* WORK INSTRUCTIONS
Where a line in the material below has the string "func", please report it.
(Beginning of DATASET ENTRIES)
PR #4130, opened 2025-10-24
chore: Base for main resource use case tests follow up 3

sfc-gh-jcieslak:
Continuation of adjusting resource acceptance tests to the new format.

## Changes
Adjusted resource tests:
- external_oauth_integration
- oauth_integration_for_custom_clients
- oauth_integration_for_partner_applications

During the testing, I saw and adjusted two issues. Both were documented in the migration guide.


pkg/acceptance/bettertestspoc/assert/resourceassert/oauth_integration_for_custom_clients_resource_ext.go
```diff
@@ -0,0 +1,27 @@
...
+
+	"github.com/Snowflake-Labs/terraform-provider-snowflake/pkg/acceptance/bettertestspoc/assert"
+)
+
+func (o *OauthIntegrationForCustomClientsResourceAssert) HasPreAuthorizedRolesListLen(len int) *OauthIntegrationForCustomClientsResourceAssert {
+	o.AddAssertion(assert.ValueSet("pre_authorized_roles_list.#", fmt.Sprintf("%d", len)))
+	return o
+}
+
+func (o *OauthIntegrationForCustomClientsResourceAssert) HasPreAuthorizedRolesListElem(index int, value string) *OauthIntegrationForCustomClientsResourceAssert {
```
(End of DATASET ENTRIES)
* EXERCISE RESULT
+func (o *OauthIntegrationForCustomClientsResourceAssert) HasPreAuthorizedRolesListLen(len int) *OauthIntegrationForCustomClientsResourceAssert {
+func (o *OauthIntegrationForCustomClientsResourceAssert) HasPreAuthorizedRolesListElem(index int, value string) *OauthIntegrationForCustomClientsResourceAssert {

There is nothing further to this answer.